■ Aim of the task ■
Go through the entries, filter for the word "granted", and copy every line that has it.

───── Dataset extract

PR #1659, opened 2024-03-26
fix the lambda deployment

Tian-2017:
when change the main.py file, it cannot create a new zip file as s3 object, so it will deploy (terraform) the old version zip file to AWS. Now, by adding metadata, make sure it will create new zip file if the source code changes.

Still have an issue using my git in vscode, let me submit the PR using the github UI.


timburke-hackit (approved):
Thanks for this Tian - looks good.

PR #1660, opened 2024-03-26
Change schedule to run 22:00 Monday to Friday, in line with Academy data ingestion schedule.

annajgibson:


Tian-2017 (approved):
looks good

PR #1664, opened 2024-03-27
DPP-661-test-if-new-lambda-fix-works-in-prod

Tian-2017:
A fix has been deployed to lambda module (see [URL ](https://github.com/LBHackney-IT/Data-Platform/pull/1659)), this PR is to change a main.py file by adding an empty line, which will be used to test if the fix works in prod.


LBH-wgreeff (approved):
LGTM

PR #1669, opened 2024-03-28
add in the aws_cloudwatch_event_target block now that the permissions have been granted.

annajgibson:
- add in the aws_cloudwatch_event_target block now that the permissions have been granted.


Tian-2017 (approved):
thanks

PR #1670, opened 2024-04-02
remove ast literal evaluation from parking RDS export lambdas

timburke-hackit:
Address incorrect parsing of the RDS event resulting in the following error. 

`[ERROR] ValueError: malformed node or string:`

### DIFF
--- a/lambdas/export_rds_snapshot_to_s3/main.py
+++ b/lambdas/export_rds_snapshot_to_s3/main.py
@@ -1,6 +1,5 @@
 import logging
 import os
-import ast
 
 import boto3
 from botocore.exceptions import ClientError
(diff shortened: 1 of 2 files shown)


lambdas/export_rds_snapshot_to_s3/main.py
```diff
@@ -13,14 +12,12 @@ def lambda_handler(event, context):
     print("## EVENT")
     print(event)
 
+    snapshot_identifier = event["detail"]["SourceIdentifier"]
+    source_arn = event["detail"]["SourceArn"]
     bucket_name = os.environ["BUCKET_NAME"]
     iam_role_arn = os.environ["IAM_ROLE_ARN"]
     kms_key_id = os.environ["KMS_KEY_ID"]
```
Tian-2017, line 19: Better to move the env variables outside the functions, in order to avoid reading these variables every time the function is invoked

lambdas/export_rds_snapshot_to_s3/main.py
```diff
@@ -1,6 +1,5 @@
 import logging
```
Tian-2017, line 1: Looks behind line 7 needs adding 
`logger.setLevel(logging.INFO)`
otherwise, logger.info in the try and except block won't work, since the default logging level is "warning".  (see this [URL](https://docs.python.org/3/howto/logging.html#:~:text=The%20default%20level%20is%20WARNING%2C%20which%20means%20that%20only%20events%20of%20this%20level%20and%20above%20will%20be%20tracked%2C%20unless%20the%20logging%20package%20is%20configured%20to%20do%20otherwise.)).

Tian-2017 (approved):
Approved. Thanks Tim for fixing it. It only needs a tiny change, then it's ready to merge.

PR #1671, opened 2024-04-02
add pushdown predicates

timburke-hackit:
Add pushdown predicates to limit data load and reduce run time. 
This job is causing the Parking Glue Workflow to run an additional hour.


Tian-2017 (approved):
Thanks

PR #719, opened 2025-12-13
Add VRF support and update documentation

DaJo-Code:
Introduce support for Verifiable Random Functions (VRF) alongside KES, including necessary documentation updates. This enhancement allows users to generate proofs and verify outputs for both draft-03 and draft-13 variants of VRF.

## Summary by CodeRabbit

* **New Features**
  * Added VRF (Verifiable Random Function) support with draft-03 and draft-13 implementations, available as an optional feature.

* **Documentation**
  * Updated documentation to describe VRF support and experimental status.

* **Tests**
  * Added comprehensive VRF test coverage including IETF vector validation and KES regression tests for deterministic key generation and signature verification across periods.

<sub>✏️ Tip: You can customize this high-level summary in your review settings.</sub>


scarmuega:
@FractionEstate your work on the Cardano crypto repo / crate looks very thorough 👏 

My concern with this PR is that it doesn't align with Pallas scope. We try to be as lightweight as possible in terms of dependencies (not always easy, but we try).

The scope of Pallas is being a bag of independent building blocks that can co-exist with other implementations (like yours). I believe the decision of which blocks to compose together should be made by the final user instead of Pallas.

If you agree, what I would do in this scenario is add a reference in the readme explaining that for vrf support there's cardano-crypto crate available.

PR #792, opened 2026-07-20
feat(network): add local-tx-monitor server agent, align codec with the wire protocol

Javieracost:
## What

Server-side support for the local-tx-monitor miniprotocol (N2C protocol 9), plus the codec fixes required for it to interoperate with real peers. Three commits, each self-contained:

──────────

■ Response to the exercise ■
add in the aws_cloudwatch_event_target block now that the permissions have been granted.
- add in the aws_cloudwatch_event_target block now that the permissions have been granted.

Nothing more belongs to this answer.